-- Opening Marker --

PR #552, opened 2025-04-22
fix(apollo-forest-run): later chunks should have precedence

vladar:
This PR addresses a difference in behavior between ForestRun and InMemoryCache in a peculiar scenario when written result contains conflicting data. 

In the following example InMemoryCache will pick value `foo2` over `foo1` when writing to cache:

```js
  const badResult = {
    foo1: { __typename: "Foo", id: "foo", value: "foo1" },
    foo2: { __typename: "Foo", id: "foo", value: "foo2" },
  };
```

Before this PR, ForestRun would pick `foo1` over `foo2`. With this PR it behaves the same way as InMemoryCache.


vladar:
This is an incomplete solution. For now we must accept this difference in behavior and assume proper graphql contract (i.e. no two nodes with different field values).

PR #555, opened 2025-05-15
WIP: feat(forest-run): logging expensive updates

pavelglac:


scripts/config/jest.config.js
```diff
@@ -1,7 +1,6 @@
 module.exports = {
   preset: "ts-jest",
   rootDir: process.cwd(),
-  roots: ["<rootDir>/src"],
```
vladar, line 4: I am also struggling with this one :) I think we need to refactor the config for CI vs local development (either with env variables or just have two configs).

Not for this PR of course. Also don't forget to remove this in the end :)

-- Closing Marker --

> What to do
Your job is to retype all of the material exactly.

> Your response
PR #552, opened 2025-04-22
fix(apollo-forest-run): later chunks should have precedence

vladar:
This PR addresses a difference in behavior between ForestRun and InMemoryCache in a peculiar scenario when written result contains conflicting data. 

In the following example InMemoryCache will pick value `foo2` over `foo1` when writing to cache:

```js
  const badResult = {
    foo1: { __typename: "Foo", id: "foo", value: "foo1" },
    foo2: { __typename: "Foo", id: "foo", value: "foo2" },
  };
```

Before this PR, ForestRun would pick `foo1` over `foo2`. With this PR it behaves the same way as InMemoryCache.


vladar:
This is an incomplete solution. For now we must accept this difference in behavior and assume proper graphql contract (i.e. no two nodes with different field values).

PR #555, opened 2025-05-15
WIP: feat(forest-run): logging expensive updates

pavelglac:


scripts/config/jest.config.js
```diff
@@ -1,7 +1,6 @@
 module.exports = {
   preset: "ts-jest",
   rootDir: process.cwd(),
-  roots: ["<rootDir>/src"],
```
vladar, line 4: I am also struggling with this one :) I think we need to refactor the config for CI vs local development (either with env variables or just have two configs).

Not for this PR of course. Also don't forget to remove this in the end :)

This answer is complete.